PR #1770, opened 2025-04-13
Add pure FixedPoint sqrt implementation and tests

bytegrrrl:
This implements a pure fixed point square root function per #1543.

Notes:
I've just replaced the existing function with a pure fixed point implementation (can't overload when only return type differs). It should be trivial to make it return an actual FixedPoint instead, but that would requiring updating prior test cases and I wasn't sure if that was okay to do.

There's a small loss in precision depending on the value of `fractional_bits` and the position of the most significant bit: if the integer portion is very large, we won't have as much (absolute) precision. Ideally you would want the `intermediate_type` to be twice the size of `raw_type` to avoid any losses.

### DIFF
--- a/libopenage/util/fixed_point.h
+++ b/libopenage/util/fixed_point.h
@@ -3,6 +3,7 @@
 #pragma once
 
 #include <algorithm>
+#include <bit>
 #include <climits>
 #include <cmath>
 #include <iomanip>
@@ -446,8 +447,37 @@ public:
 		return is;
 	}
 
+	/**
+	 * Pure FixedPoint sqrt implementation using Heron's Algorithm.
+	 *
+	 * Note that this function is undefined for negative values.
+	 */
 	constexpr double sqrt() {
-		return std::sqrt(this->to_double());
+		// Zero can cause issues later, so deal with now.
+		if (this->raw_value == 0) {
+			return 0.0;
+		}
+
+		// A greater shift = more precision, but can overflow the intermediate type if too large.
+		size_t max_shift = std::countl_zero((unsigned_intermediate_type)this->raw_value) - 1;
+		size_t shift = max_shift > fractional_bits ? fractional_bits : max_shift;
+		shift &= ~1;
+
+		// We can't use the safe shift since the shift value is unknown at compile time.
+		intermediate_type n = (intermediate_type)this->raw_value << shift;
+		intermediate_type guess = (intermediate_type)1 << fractional_bits;
+
+		for (size_t _i = 0; _i < fractional_bits; _i++) {
+			intermediate_type prev = guess;
+			guess = (guess + n / guess) / 2;
+			if (guess == prev)
+				break;
+		}
+
+		// The sqrt operation halves the number of bits, so we'll we'll have to calculate a shift back
+		size_t unshift = fractional_bits - (shift + fractional_bits) / 2;
+
+		return from_raw_value(guess << unshift).to_double();
 	}
 
 	constexpr double atan2(const FixedPoint &n) {
--- a/libopenage/util/fixed_point.h
+++ b/libopenage/util/fixed_point.h
@@ -451,11 +451,11 @@ public:
 	 * Pure FixedPoint sqrt implementation using Heron's Algorithm.
 	 *
 	 * Note that this function is undefined for negative values.
-         *
-         * There's a small loss in precision depending on the value of fractional_bits and the position of
-         * the most significant bit: if the integer portion is very large, we won't have as much (absolute)
-         * precision. Ideally you would want the intermediate_type to be twice the size of raw_type to avoid
-         * any losses.
+	 *
+	 * There's a small loss in precision depending on the value of fractional_bits and the position of
+	 * the most significant bit: if the integer portion is very large, we won't have as much (absolute)
+	 * precision. Ideally you would want the intermediate_type to be twice the size of raw_type to avoid
+	 * any losses.
 	 */
 	constexpr FixedPoint sqrt() {
 		// Zero can cause issues later, so deal with now.
@@ -464,16 +464,16 @@ public:
 		}
 
 		// Check for negative values
-		ENSURE(std::is_unsigned<raw_type>() or std::is_signed<raw_type>() and this->raw_value > 0, "FixedPoint::sqrt() is undefined for negative values.");
+		ENSURE(std::is_unsigned<raw_type>() or (std::is_signed<raw_type>() and this->raw_value > 0), "FixedPoint::sqrt() is undefined for negative values.");
 
 		// A greater shift = more precision, but can overflow the intermediate type if too large.
 		size_t max_shift = std::countl_zero(static_cast<unsigned_intermediate_type>(this->raw_value)) - 1;
 		size_t shift = max_shift > fractional_bits ? fractional_bits : max_shift;
 
-                // shift + fractional bits must be an even number
-                if ((shift + fractional_bits) % 2) {
-                    shift -= 1;
-                }
+		// shift + fractional bits must be an even number
+		if ((shift + fractional_bits) % 2) {
+			shift -= 1;
+		}
 
 		// We can't use the safe shift since the shift value is unknown at compile time.
 		intermediate_type n = static_cast<intermediate_type>(this->raw_value) << shift;
@@ -484,8 +484,7 @@ public:
 			guess = (guess + n / guess) / 2;
 			if (guess == prev) {
 				break;
-
-                        }
+			}
 		}
 
 		// The sqrt operation halves the number of bits, so we'll we'll have to calculate a shift back
--- a/libopenage/util/fixed_point.h
+++ b/libopenage/util/fixed_point.h
@@ -460,11 +460,11 @@ public:
 	constexpr FixedPoint sqrt() {
 		// Zero can cause issues later, so deal with now.
 		if (this->raw_value == 0) {
-			return 0.0;
+			return zero();
 		}
 
-                // Check for negative values
-                ENSURE(std::is_unsigned<raw_type>() or std::is_signed<raw_type>() and this->raw_value > 0, "FixedPoint::sqrt() is undefined for negative values.");
+		// Check for negative values
+		ENSURE(std::is_unsigned<raw_type>() or std::is_signed<raw_type>() and this->raw_value > 0, "FixedPoint::sqrt() is undefined for negative values.");
 
 		// A greater shift = more precision, but can overflow the intermediate type if too large.
 		size_t max_shift = std::countl_zero(static_cast<unsigned_intermediate_type>(this->raw_value)) - 1;
--- a/libopenage/util/fixed_point.h
+++ b/libopenage/util/fixed_point.h
@@ -464,7 +464,9 @@ public:
 		}
 
 		// Check for negative values
-		ENSURE(std::is_unsigned<raw_type>() or (std::is_signed<raw_type>() and this->raw_value > 0), "FixedPoint::sqrt() is undefined for negative values.");
+		if constexpr (std::is_signed<raw_type>()) {
+			ENSURE(this->raw_value > 0, "FixedPoint::sqrt() is undefined for negative values.");
+		}
 
 		// A greater shift = more precision, but can overflow the intermediate type if too large.
 		size_t max_shift = std::countl_zero(static_cast<unsigned_intermediate_type>(this->raw_value)) - 1;
--- a/libopenage/util/fixed_point.h
+++ b/libopenage/util/fixed_point.h
@@ -451,33 +451,47 @@ public:
 	 * Pure FixedPoint sqrt implementation using Heron's Algorithm.
 	 *
 	 * Note that this function is undefined for negative values.
+         *
+         * There's a small loss in precision depending on the value of fractional_bits and the position of
+         * the most significant bit: if the integer portion is very large, we won't have as much (absolute)
+         * precision. Ideally you would want the intermediate_type to be twice the size of raw_type to avoid
+         * any losses.
 	 */
-	constexpr double sqrt() {
+	constexpr FixedPoint sqrt() {
 		// Zero can cause issues later, so deal with now.
 		if (this->raw_value == 0) {
 			return 0.0;
 		}
 
+                // Check for negative values
+                ENSURE(std::is_unsigned<raw_type>() or std::is_signed<raw_type>() and this->raw_value > 0, "FixedPoint::sqrt() is undefined for negative values.");
+
 		// A greater shift = more precision, but can overflow the intermediate type if too large.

WORK TASK:
The answer must be one number: how many lines in the material above contain the word "prev".

WRITTEN RESPONSE:
3